Hodenkrebs:"Sie können immer etwas für den Patienten tun, auch wenn Sie ihn nicht heilen können"

Hodenkrebs: Marcus Hentrich arbeitet als Onkologe im Münchner Rotkreuzklinikum. Zu ihm kommen junge Männer mit der Diagnose: Hodenkrebs.

Marcus Hentrich arbeitet als Onkologe im Münchner Rotkreuzklinikum. Zu ihm kommen junge Männer mit der Diagnose: Hodenkrebs.

(Foto: Alessandra Schellnegger)

Zehn von 100 000 jungen Männern erkranken an Hodenkrebs. Onkologe Marcus Hentrich kümmert sich um Patienten im fortgeschrittenen Stadium.

Von Inga Rahmsdorf

Zu Marcus Hentrich kommen junge Männer, die ihr Leben noch vor sich haben. Manchmal sind es sogar Jugendliche, die zusammen mit ihren Eltern vor dem Arzt sitzen. Mit der Diagnose Hodenkrebs. Gerade die sehr jungen Patienten haben sich meist noch keine Gedanken darüber gemacht, ob sie selbst einmal Kinder bekommen möchten. Hentrich versucht sie dann trotzdem davon zu überzeugen, ihre Spermien einfrieren und lagern zu lassen. Denn er weiß, seine Patienten haben zwar gute Heilungschancen, doch wenn die jungen Männer eine hoch dosierte Chemotherapie bekommen, sind sie hinterher nicht mehr zeugungsfähig.

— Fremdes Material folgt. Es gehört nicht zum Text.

Issue #289, opened 2016-07-27
molecule has lots of dependencies


dhutty:
Molecule should try: import foo the modules that are needed for each provisioner and only error if you attempt to use a provisioner that's not available.

retr0h:
What do you mean @dhutty?  The requirements file brings in the necessary dependencies.  The tests  will be testing all the dependencies.  So unfortunately if you don't have docker installed on your system, you wont be able to run unittests.  Just the nature of the beast.

Can you give more details?

dhutty:
Sure, if you want to test molecule itself. But if I want merely to *use* molecule, I don't necessarily want to bother installing, for example, all of the openstack deps if I'm never going to use it because I'm, say, a virtualbox user.

kireledan:
You do have a point - it is a bit much to have all of those dependencies if the user only wants to use a specific driver. This is definitely something we should look into.

retr0h:
> Sure, if you want to test molecule itself. But if I want merely to use molecule, I don't necessarily want to bother installing, for example, all of the openstack deps if I'm never going to use it because I'm, say, a virtualbox user.

But what does it hurt?  They are python dependencies as the projects dependencies.  How does this matter?  The python dependencies shouldn't be anywhere else but in the requirements file for setup.py.

tknerr:
test-kitchen does this via additional drivers that can be installed as plugins. Something like this would be nice. Eg I don't need all the openstack dependencies while I'm not going to use them. They should be optional.

retr0h:
@tkimball83 @kireledan @dhutty at some point we will break things out into plugins.  The project is in it's early stages.  It's too premature ATM.

retr0h:
Closing this in favor of #312, which will address the dependencies.

PR #499, opened 2016-09-22
Removed the driver requirements

retr0h:
Now must install the appropriate python package based on the
driver used.  Opted not to add try catch around the imports,
since this is called out in the docs, and fairly obvious.
The requirements are also pinned in test-requirements so we
can test against a specific known version.

Fixes: #289

### DIFF
--- a/molecule/driver/dockerdriver.py
+++ b/molecule/driver/dockerdriver.py
@@ -21,11 +21,12 @@
 import collections
 import io
 import json
+import sys
 
 try:
     import docker
 except ImportError:
-    LOG.error('Driver missing, install docker-py!')
+    sys.exit('ERROR: Driver missing, install docker-py!')
 
 from molecule import util
 from molecule.driver import basedriver
--- a/molecule/driver/dockerdriver.py
+++ b/molecule/driver/dockerdriver.py
@@ -22,7 +22,10 @@ import collections
 import io
 import json
 
-import docker
+try:
+    import docker
+except ImportError:
+    LOG.error('Driver missing, install docker-py!')
 
 from molecule import util
 from molecule.driver import basedriver
--- a/molecule/driver/openstackdriver.py
+++ b/molecule/driver/openstackdriver.py
@@ -22,6 +22,7 @@ import collections
 import os
 import random
 import socket
+import sys
 import tempfile
 import time
 
@@ -29,7 +30,7 @@ import paramiko
 try:
     import shade
 except ImportError:
-    LOG.error('Driver missing, install shade!')
+    sys.exit('ERROR: Driver missing, install shade!')
 
 from molecule import util
 from molecule.driver import basedriver
--- a/molecule/driver/openstackdriver.py
+++ b/molecule/driver/openstackdriver.py
@@ -26,7 +26,10 @@ import tempfile
 import time
 
 import paramiko
-import shade
+try:
+    import shade
+except ImportError:
+    LOG.error('Driver missing, install shade!')
 
 from molecule import util
 from molecule.driver import basedriver
--- a/molecule/driver/vagrantdriver.py
+++ b/molecule/driver/vagrantdriver.py
@@ -22,7 +22,10 @@ import collections
 import copy
 import os
 
-import vagrant
+try:
+    import vagrant
+except ImportError:
+    LOG.error('Driver missing, install python-vagrant!')
 
 from molecule import util
 from molecule.driver import basedriver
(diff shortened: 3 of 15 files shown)


abrown-sg:
Looks good. Would be nice if molecule threw some sort of error about reading the docs if no drivers are installed. That probably gets into the try/catch scenario you were trying to avoid though.

retr0h:
> Looks good. Would be nice if molecule threw some sort of error about reading the docs if no drivers are installed since that's the most likely failure scenario. That probably gets into the try/catch situation you were trying to avoid though.

Yeah, if people can't figure out why docker-py isn't found, they probably shouldn't be using python or developing roles.  It's well documented, and really hate catering to newbz.

retr0h:
```
  syntax: commands succeeded
  doc: commands succeeded
  congratulations :)
```

signed8bit:
How do we feel about the case where someone wants to try out molecule does the following.
        
`pip install molecule `

Reads enough of the docs to do molecule init and gets a stack. It might be cool to add some exception handling around the specific driver import and add some hinting as to what the end user needs to do.

```
try:
    import vagrant
except ImportError:
    LOG.error('Driver missing, install python-vagrant')
```

retr0h:
> How do we feel about the case where someone wants to try out molecule does the following.

I think the docs and README adequately document what is necessary.  README entails everything necessary to use molecule for the first time.

retr0h:
> I think the docs and README adequately document what is necessary. README entails everything necessary to use molecule for the first time.

Since @signed8bit and @abrown-sg like this, I'll add it :)

signed8bit:
Thanks @retr0h! I can certainly see someone trying to use molecule that isn't a very/all fluent user of python from a development standpoint and we want to be as welcoming as possible if we are requiring some extra steps to make it usable.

Dritte Etage im Münchner Rotkreuzklinikum an der Nymphenburger Straße, Abteilung für Innere Medizin. Marcus Hentrich, weißer Kittel, offenes Lachen, ruhige Stimme, bittet in sein Büro. Ein kleines, helles Eckzimmer, in dem ein Schreibtisch, Bücherregale und ein runder Besprechungstisch stehen. Der Chefarzt ist Hämatologe und Onkologe, ein Spezialist für Hodenkrebs und für bösartige Erkrankungen des Lymphgewebes und des Knochenmarks. Tumoren im Hoden treten zwar im Vergleich zu anderen Krebsarten relativ selten auf, besonders oft sind aber junge Menschen betroffen. Bei Männern zwischen 15 und 40 Jahren ist es mit Abstand die häufigste Krebserkrankung. In dieser Altersgruppe erkranken etwa zehn von 100 000 Männern daran.

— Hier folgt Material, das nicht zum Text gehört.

PR #511, opened 2016-09-30
Set ssh key if specified.

lewg:
SSH wasn’t working for non-auto-generated keys.


retr0h:
@lewg would you like this backported, and released to pypi, so you do not need to run molecule off master?  Master has [breaking changes](https://github.com/metacloud/molecule/blob/master/CHANGELOG.rst#breaking-changes) around the CLI.

lewg:
I'm fine running from master if a release is in the near future.

retr0h:
@lewg I released 1.11.5 to pypi with this functionality.

PR #520, opened 2016-10-03
added Dockerfile

robtec:
Hi,

As I don't have a python development environment, I made a Dockerfile to build the latest.
Figured might be worth contributing it back to you guys

```
$ docker build -t robtec/molecule .
...
$ docker run -it robtec/molecule molecule --version
molecule, version 1.10.1.dev82
```

Initial thoughts?

Signed-off-by: Rob Powell <rob@robpowell.engineering>

### DIFF
--- a/Dockerfile
+++ b/Dockerfile
@@ -1,0 +1,13 @@
+FROM python:3.3
+
+RUN mkdir /home/molecule
+WORKDIR /home/molecule
+
+COPY requirements.txt /home/molecule/requirements.txt
+RUN pip install -r requirements.txt
+
+COPY test-requirements.txt /home/molecule/test-requirements.txt
+RUN pip install -r test-requirements.txt
+
+COPY . /home/molecule
+RUN pip install .


Dockerfile
```diff
@@ -0,0 +1,13 @@
+FROM python:3.3
```
retr0h: FYI - Molecule is currently only python 2.7 compatible.

retr0h:
Hi @robtec, thanks for thinking of us and sending us a PR.  I'm probably going to hold off on this, and get a feel for what other developers are doing.  We haven't had any issues around this, and might cause confusion if we cannot support a molecule-docker workflow.

Also, to run a molecule development environment, it requires vagrant/virtualbox and docker as well.

Again, appreciate the PR, I'd just like to hold off for now.

robtec:
Hey, yes this wouldn't play well with virtual box, would require a bind mount to the host docker sock for docker to work also.

Appreciate your feedback, thank you

PR #526, opened 2016-10-04
Remove travis integration

retr0h:
We do not use travis the way it is intended to be used.  Having
broken badges on the page, gives the illusion of a broken project.


retr0h:
Alpha dogging this one.

PR #529, opened 2016-10-04
Added Gemfile to serverspec verifier

retr0h:
When running `init` with the serverspec verifier, added a Gemfile
with necessary serverspec dependencies.


rgreinho:
👍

Oft geht es in den Gesprächen mit seinen Patienten um existenzielle Fragen. Um Leben und Tod. Und später darum, wie die Betroffenen bestmöglich mit den starken Nebenwirkungen leben können. Die Diagnose Krebs reißt jedem erst einmal den Boden unter den Füßen weg. Eine Erkrankung am Hoden ist zudem oft mit Scham besetzt. Auch wenn es längst nicht mehr so schlimm sei, wie vor 20 Jahren, sagt Hentrich. Damals fiel es Männern noch viel schwerer, wegen Beschwerden am Hoden zum Arzt zu gehen. Glücklicherweise hätten junge Männer heute eine bessere Körperwahrnehmung und oft auch weniger Hemmungen, sich an einen Urologen zu wenden.

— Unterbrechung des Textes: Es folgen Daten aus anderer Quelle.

PR #533, opened 2016-10-05
Removed customconf from state file

retr0h:
The state file was used to determine if ansible.cfg was custom or
provided by the user.  However, the logic was flawed.  We execute
`destroy` which first executes `remove_templates`.  Unfortunately,
`remove_templates` relies on the state file having `customconf` set,
but the setting occurs in another method, which is called after
`destroy`.

We now look for a "Molecule managed" string, to know if safe to delete
or not.

### DIFF
--- a/molecule/core.py
+++ b/molecule/core.py
@@ -164,9 +164,13 @@ class Molecule(object):
         """
         if os.path.exists(self.config.config['molecule']['rakefile_file']):
             os.remove(self.config.config['molecule']['rakefile_file'])
-        if not self.state.customconf:
-            if os.path.exists(self.config.config['ansible']['config_file']):
-                os.remove(self.config.config['ansible']['config_file'])
+
+        config = self.config.config['ansible']['config_file']
+        if os.path.exists(config):
+            with open(config, 'r') as stream:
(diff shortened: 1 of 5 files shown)


retr0h:
```
  syntax: commands succeeded
  doc: commands succeeded
  congratulations :)
```

molecule/core.py
```diff
@@ -164,9 +164,13 @@ def remove_templates(self):
...
             os.remove(self.config.config['molecule']['rakefile_file'])
-        if not self.state.customconf:
-            if os.path.exists(self.config.config['ansible']['config_file']):
-                os.remove(self.config.config['ansible']['config_file'])
+
+        config = self.config.config['ansible']['config_file']
+        if os.path.exists(config):
+            with open(config, 'r') as stream:
+                data = stream.read().splitlines()
+                if '# Molecule managed' in data:
```
rgreinho: Maybe nitpicking a tiny bit, but a regex would probably be more efficient.
Something like:
```python
data = stream.read()
if re.search('# Molecule managed', data, re.IGNORECASE):
    os.remove(config)
```

abrown-sg:
👍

Hentrich ist vor dreieinhalb Jahren vom städtischen Klinikum Harlaching an das Rotkreuzklinikum gewechselt, um die Abteilung neu zu gründen. Braucht München wirklich noch eine weitere onkologische Abteilung? Das hat er sich damals zunächst gefragt, als er das Angebot erhielt. Doch dann entschied er sich dafür, den Schritt zu gehen. Und er hat ihn nicht bereut. "Es war eine schöne Aufgabe, die Abteilung aufzubauen und jetzt auch weiterzuentwickeln", sagt der Professor, der in Bonn, München, Wien und London studiert und sich an der Ludwig-Maximilians-Universität habilitiert hat.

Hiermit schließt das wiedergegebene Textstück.